GO UP
AUTOBUS NOMMe DeSIR

AUTOBUS NOMMÉ DÉSIR

 

Un autobus nommé désir

 

« Mon pays, ce n’est pas un pays, c’est l’hiver ». Immortalisée par le poète Gilles Vigneault, cette sentence est devenue emblématique dans une province où le froid n’est pas à prendre avec des pincettes, ni au second degré d’ailleurs. Voici un épisode extirpé de ma mémoire qui vaut, je pense, tous les discours…

 

Vendredi 29 janvier 2010, à Montréal. Il doit être 19h. Je viens de raccompagner deux amis à l’aéroport Trudeau. Je patiente en attendant mon bus. 

À vrai dire, j’attends mon sauveur. Attendre son bus un soir d’été, c’est une partie de plaisir, mais un soir d’hiver au Québec, ça devient une épreuve. 

Ce fameux soir, le thermomètre affiche -22, mais le vent, grand prince, a majoré l’addition avec un petit pourboire de -10. 

Au-dessus de ma tête, la lune est pleine comme un œuf, gorgée de cette lumière qui ne réchauffe que les pensées. 

Ce n’est, après tout, qu’un astre mort… comme les doigts de pieds qui gisent au fond de mes chaussures. 

Je ne suis pas tout seul sur ma banquise. Nous sommes une quinzaine de pingouins à poireauter, les lèvres scotchées par l’atmosphère sibérienne. 

Deux personnes rompent le silence en échangeant quelques mots. 

 

Je constate avec amusement que nous avons tous adopté la même position.
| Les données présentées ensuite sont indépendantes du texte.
PR #236, opened 2023-10-18
Move Class Descriptions Below Class Names

mechPenSketch:
## Description

Class descriptions are now placed under `class_name` declarations. This allows the descriptions to be seen in the editor.

[GDScript documentation comments](https://docs.godotengine.org/en/latest/tutorials/scripting/gdscript/gdscript_documentation_comments.html)

Property descriptions will also appear in the Inspector.

## Addressed issues

- l did not post any issues on this.

## Screenshots

godot_desc
godot_desc2
godot_desc3


bitbrain (approved):
Given we want to make this addon compatible across most minor 4.x versions, and this particular issue had only been fixed in 4.2 I am happy with this change.

PR #239, opened 2023-10-25
Add Moving Script Templates to Installation

mechPenSketch:
## Description
On `README.md`, I have added one more step to the Installation section. This lets users know that by moving folder `script_templates` into their projects, they can access the script templates.

For consistency, I have also changed folder `beehave` into `addons/beehave` so that users would know that `beehave` is in `addons`.

## Screenshots
godot_script_template2
godot_script_template


bitbrain (approved):
Nice!

PR #249, opened 2023-11-16
🐛 fix interrupt of sequence star/random + improve docs

### LINKED ISSUE #248: Documentation for the behaviour of composite nodes is misleading
The current documentation for the behaviour of composite nodes contains conflicting information and inaccuracies.

Firstly, both Sequence and Selector documentation pages state the following:

> Every tick, the Selector/Sequence node processes all its children, even if one of them is currently RUNNING.

This is wrong, since only the Reactive variants process all child nodes, regardless of the return status.

Secondly, the **Types of Sequence/Selector Nodes** tables in the Sequence and Selector documentation pages correctly illustrate the tick behaviour of each composite node sub-type, depending on the child node's return status. However, it uses the term _restart_ to mean that the composite starts ticking from the first child, as opposed to _tick again_ which means that it ticks from where it left off the last time. This is confusing, because the term 'restart' is explained in [Composites](https://bitbra.in/beehave/#/manual/composites?id=restarting-a-composite) page as follows:

> **Restarting a composite**
>
> If a parent node restarts a child node, it means that the parent node will start the child node from scratch the next time it is ticked. This means that any progress made by the child node will be reset, and it will start its execution from the beginning.

This suggests it's the child node that gets restarted - i.e. it receives the `before_run` callback - and not the execution of the sequencer node itself gets restarted. This is contrary to how the term is used in the tables on Sequence and Selector pages. It is also contrary to the heading, i.e. *Restarting a composite** suggests it's the composite itself that gets restarted, not the child node.

Relevant documentation pages:
https://bitbra.in/beehave/#/manual/composites
https://bitbra.in/beehave/#/manual/selector
https://bitbra.in/beehave/#/manual/sequence

bitbrain:
## Description

Usually, any sequence node that fails should correctly interrupt its running children, if there are any. This worked correctly for `sequence` and `reactive sequence` but not for sequence star nor sequence random.

Also addressed docs, which hopefully closes #248

### DIFF
--- a/docs/manual/composites.md
+++ b/docs/manual/composites.md
@@ -18,12 +18,15 @@ With composite nodes, you can craft unique and dynamic Behavior Trees for your g
 
 ## Restarting a composite
 
-When a parent node restarts, it means the whole composite node begins its evaluation again from the beginning. This does not interrupt the child nodes.
-
-## Interrupting child nodes
-
-A sequence may interrupt any `RUNNING` child node in case a child returns a `FAILURE`. The `interrupt` method will be called on all child nodes of the currently evaluated child node.
+When a parent node restarts, it means the whole composite node begins its evaluation again from the beginning. This does not interrupt the running child node.
 
 ## Ticking again a composite
 
-If a parent node ticks a child node again, it means that the parent node will immediately tick the child node again on the next frame, without waiting for the current frame to finish executing. This allows the child node to continue its execution from where it left off without resetting its progress.
+When a composite node ticks again, it will "jump" to the currently `RUNNING` child node and tick it.
+
+For [sequence nodes](sequence.md), on the first frame it starts ticking all its children in order, starting from the first one, until either all of them return `SUCCESS` or one of them returns `RUNNING`. If one of them returned `RUNNING`, on the next frame, the sequence will only tick the running child node. Not all of them, just the running one - and possibly the child nodes following it, if the running child has completed and returned `SUCCESS`. 
+For [selector nodes](selector.md), on the first frame it starts ticking each child in order until one of them returns `SUCCESS` or one of them returns `RUNNING`. If one of them returned `RUNNING`, on the next frame, the selector will only tick the running child node, skipping all the previous ones, and possibly the child nodes following it, if the running child has completed and returned `FAILURE`. 
+
+## Interrupting child nodes
+
+A sequence may interrupt any `RUNNING` child node. The `interrupt` method will be called recursively on all descendant nodes of the interrupted child node.
--- a/docs/manual/composites.md
+++ b/docs/manual/composites.md
@@ -18,10 +18,12 @@ With composite nodes, you can craft unique and dynamic Behavior Trees for your g
 
 ## Restarting a composite
 
-If a parent node restarts a child node, it means that the parent node will start the child node from scratch the next time it is ticked. This means that any progress made by the child node will be reset, and it will start its execution from the beginning.
+When a parent node restarts, it means the whole composite node begins its evaluation again from the beginning. This does not interrupt the child nodes.
+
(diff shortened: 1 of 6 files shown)


docs/manual/composites.md
```diff
@@ -18,10 +18,12 @@ With composite nodes, you can craft unique and dynamic Behavior Trees for your g
 
 ## Restarting a composite
 
-If a parent node restarts a child node, it means that the parent node will start the child node from scratch the next time it is ticked. This means that any progress made by the child node will be reset, and it will start its execution from the beginning.
+When a parent node restarts, it means the whole composite node begins its evaluation again from the beginning. This does not interrupt the child nodes.
```
rxlecky: If I'm not mistaken, there can only be one running node - that is until parallel composites are implemented. But until then, I think the docs should reflect this fact and be clear about it as not to confuse the new users. Therefore, I suggest the last sentence be rewritten as follows: `This does not interrupt the running child node.`

docs/manual/composites.md
```diff
@@ -18,10 +18,12 @@ With composite nodes, you can craft unique and dynamic Behavior Trees for your g
...
 
-## Ticking again a composite
+## Interrupting child nodes
+
+A sequence may interrupt any `RUNNING` child node in case a child returns a `FAILURE`. The `interrupt` method will be called on all child nodes of the currently evaluated child node.
```
rxlecky: > A  sequence may interrupt any `RUNNING` child node in case a child returns a `FAILURE`.

The interrupt can also happen in other cases, not just when a child returns a failure - for example, if a reactive sequence encounters a running child, that comes before the child that was running last frame, the old running child is interrupted. I'd say this part of the sentence can be left out: `in case a child returns a FAILURE.`

rxlecky: > The `interrupt` method will be called on all child nodes of the currently evaluated child node.

The term _child nodes_ typically denotes only the direct children, i.e. the first-order descendants. For clarity, I'd suggest using the term _descendant nodes_ to denote all descending nodes and say `... will be called on all descendant nodes`.

Also, instead of `the currently evaluated child node`, I'd say `the interrupted child node` just to make it clear which node we are referring to.

docs/manual/composites.md
```diff
@@ -18,10 +18,12 @@ With composite nodes, you can craft unique and dynamic Behavior Trees for your g
...
 
-If a parent node ticks a child node again, it means that the parent node will immediately tick the child node again on the next frame, without waiting for the current frame to finish executing. This allows the child node to continue its execution from where it left off without resetting its progress.
+## Ticking again a composite
 
-In other words, restarting a child node means that the parent node will give the child node a fresh start, while ticking it again means that the parent node will let the child node continue its execution from where it left off.
+If a parent node ticks a child node again, it means that the parent node will immediately tick the child node again on the next frame, without waiting for the current frame to finish executing. This allows the child node to continue its execution from where it left off without resetting its progress.
```
rxlecky: >..., without waiting for the current frame to finish executing.

Is this correct? This sounds like the child node is ticked multiple times in the same frame. Isn't each node only ticked at most once on every frame?

bitbrain: Brain fog on my part. I will correct this.

rxlecky: If I may add one more thing, I'd also maybe elaborate more to clarify that all that ticking again really means is that the parent composite node carries on with its execution from that given child node. Meaning, that it's not only that given child node that is ticked, it is potentially its sibling nodes following it, if the node completes and allows its siblings to be ticked too.

bitbrain:
@rxlecky incorporated your feedback here: https://github.com/bitbrain/beehave/pull/249/commits/b07b02d8f6c3c522e4cbb25ffbf2546fbf136e7d

PR #250, opened 2023-11-16
:bug: fix limiter node behaviour

### LINKED ISSUE #247: Limiter and TimeLimiter exhibit inconsistent behaviour
Godot version: 4.1.2
Beehave version: 2.7.6

**Describe the bug**
Limiter and TimeLimiter decorator nodes exhibit inconsistent behaviour, compared to other nodes. Here's a list of inconsistencies I've noticed:

1. Limiter and TimeLimiter only call the `after_run` callback on their child node if they interrupt it. If the child completes on its own, `after_run` callback doesn't get called.
2. Limiter calls only the `after_run` callback on its child node after it interrupts it. Calling `interrupt` just before `after_run` is the expected behaviour.
3. When interrupting its child node, TimeLimiter calls the `after_run` callback before the `interrupt` one. Calling `interrupt` before `after_run` is the expected behaviour.
4. Limiter never resets its counter when the node runs anew. This is inconsistent with TimeLimiter which resets every time it's run again after it completes. The documentation doesn't mention resetting, so this may actually be the expected behaviour but it should at least be documented accordingly. Or maybe a toggle can be added to make it behave one way or another, depending on the user's need, as I can see a use case for both behaviours.

I lumped a bunch of issues together into one since they are all (somewhat) related. I'm happy to split things up if necessary.

bitbrain:
Closes #247

### DIFF
--- a/addons/beehave/nodes/beehave_tree.gd
+++ b/addons/beehave/nodes/beehave_tree.gd
@@ -124,6 +124,8 @@ func _physics_process(delta: float) -> void:
 
 
 func tick() -> int:
+	if actor == null:
+		return FAILURE
 	var child := self.get_child(0)
 	if status != RUNNING:
 		child.before_run(actor, blackboard)
@@ -143,6 +145,9 @@ func tick() -> int:
 
 func _get_configuration_warnings() -> PackedStringArray:
 	var warnings:PackedStringArray = []
+	
+	if actor == null:
+		warnings.append("Configure target node on tree")
 
 	if get_children().any(func(x): return not (x is BeehaveNode)):
 		warnings.append("All children of this node should inherit from BeehaveNode class.")
--- a/addons/beehave/nodes/beehave_tree.gd
+++ b/addons/beehave/nodes/beehave_tree.gd
@@ -74,11 +74,6 @@ func _ready() -> void:
 	if Engine.is_editor_hint():
 		return
 
-	if self.get_child_count() > 0 and not self.get_child(0) is BeehaveNode:
-		push_warning("Beehave error: Root %s should have only one child of type BeehaveNode (NodePath: %s)" % [self.name, self.get_path()])
-		disable()
-		return
-
 	if not blackboard:
 		_internal_blackboard = Blackboard.new()
 		add_child(_internal_blackboard, false, Node.INTERNAL_MODE_BACK)
--- a/addons/beehave/nodes/beehave_tree.gd
+++ b/addons/beehave/nodes/beehave_tree.gd
@@ -124,7 +124,7 @@ func _physics_process(delta: float) -> void:
 
 
 func tick() -> int:
-	if actor == null:
+	if actor == null or get_child_count() == 0:
 		return FAILURE
 	var child := self.get_child(0)
 	if status != RUNNING:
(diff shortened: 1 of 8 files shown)


addons/beehave/nodes/beehave_tree.gd
```diff
@@ -124,6 +124,8 @@ func _physics_process(delta: float) -> void:
 
 
 func tick() -> int:
+	if actor == null:
```
bitbrain: there was a scenario where you can set a `null` actor on a behaviour tree. In this case, the tree should not break the game but show a configuration warning.

addons/beehave/nodes/decorators/limiter.gd
```diff
@@ -10,7 +10,10 @@ class_name LimiterDecorator extends Decorator
 @export var max_count : float = 0
 
 func tick(actor: Node, blackboard: Blackboard) -> int:
-	var child = self.get_child(0)
+	if not get_child_count():
```
bitbrain: if for whatever reason there is no child node added to this node, we should skip this behaviour (and show a configuration warning)

addons/beehave/nodes/decorators/time_limiter.gd
```diff
@@ -8,14 +8,22 @@ class_name TimeLimiterDecorator extends Decorator
...
 @export var wait_time: = 0.0
 
-var time_left: = 0.0
-
-@onready var child: BeehaveNode = get_child(0)
+@onready var cache_key = 'time_limiter_%s' % self.get_instance_id()
 
 
 func tick(actor: Node, blackboard: Blackboard) -> int:
+	if not get_child_count():
```
bitbrain: if for whatever reason there is no child node added to this node, we should skip this behaviour (and show a configuration warning)

addons/beehave/nodes/decorators/time_limiter.gd
```diff
@@ -28,20 +36,22 @@ func tick(actor: Node, blackboard: Blackboard) -> int:
...
+			child.after_run(actor, blackboard)
 		return response
 	else:
-		child.after_run(actor, blackboard)
 		interrupt(actor, blackboard)
+		child.after_run(actor, blackboard)
 		return FAILURE
 
 
-func before_run(actor: Node, blackboard: Blackboard) -> void:
```
bitbrain, line 39: not required, we will do it once when time left == 0.0 (see line 22)

rxlecky: This is (possibly) a breaking change, because originally the timer was reset when the limiter received `before_run` callback but with the current changes, it is never reset. This resetting behaviour is something I'm currently relying on in my behaviour tree.

bitbrain: Good point. Let me ensure this behaviour is consistent - I'll revert this.

addons/beehave/nodes/composites/composite.gd
```diff
@@ -7,14 +7,6 @@ class_name Composite extends BeehaveNode
 var running_child: BeehaveNode = null
 
 
-func _ready():
-	if Engine.is_editor_hint():
-		return
-
-	if self.get_child_count() < 1:
-		push_warning("BehaviorTree Error: Composite %s should have at least one child (NodePath: %s)" % [self.name, self.get_path()])
```
bitbrain, line 15: `_get_configuration_warnings` should be sufficient. No need to spam the console

bitbrain:
@rxlecky I have adjusted the PR - it was previously not clear when exactly a `TimeLimiter` and `Limiter` would work. I clarified in the docs that it only works with children that return `RUNNING` and in other cases it resets.

PR #276, opened 2023-12-23
Delay and Cooldown Decorators

RedstoneParadox:
## Description

Adds a new delay decorator, which allows nodes to be executed after a predetermined delay, which was discussed in #242. ~~Something also discussed was some way of implementing cooldowns for certain actions (i.e. a boss does an action but can't do it again for 10 seconds). My first thought was to add a mode to the delay decorator where it returns `FAILURE` instead of running while the timer is running, but I wanted to see if it would be preferable to make a separate node.~~ Edit: Decided to implement it as a separate node.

La file indienne est devenue une colonne de survie, le dos tourné au froid saisissant qui irradie nos vêtements. 

Nous regardons tous dans la même direction, en suivant du regard le moindre autobus aperçu au loin. 

À -32, les minutes paraissent des heures. Pour conjurer le temps glacial, chacun sa méthode. Moi, je laisse échapper quelques jurons discrets. 

Je dois rester digne, faire comme tout le monde, me taire et attendre. Et sans doute mourir si ce satané transport en commun n’arrive pas très vite. 

Le premier ne sera pas le bon. Ni le deuxième et les quatre suivants. Il n’y a pas plus interminable qu’une attente dans une nuit sans chauffage. 

J’ai remonté mon écharpe sur mon nez, dans l’espoir de liquéfier les glaçons qui ont investi mes narines. Elle sent bon, mon écharpe. C’est mon seul réconfort à cet instant précis. Une odeur de laine comme un éclair de printemps. 

J’ai aussi entamé une petite danse des genoux. J’envie tous ces automobilistes dans leurs radiateurs ambulants. 

Arrive un autre bus. Le septième. J’ai compté. Quand l’attente est un supplice, on compte. C’est le bon. À mes yeux, c’est même le Messie. 

Nous remplissons les espaces encore vacants. Plus on est de fous, plus on vit, que je me dis. 

Mon corps paraît moins rigide, plus mou. Le sang circule encore. Il y a du givre sur les fenêtres à l’intérieur, mais je suis vivant. 

Les extrémités de mon Pôle Sud sont encore endolories, mais la fonte est pour bientôt. Pas la fonte des ongles. Heureusement.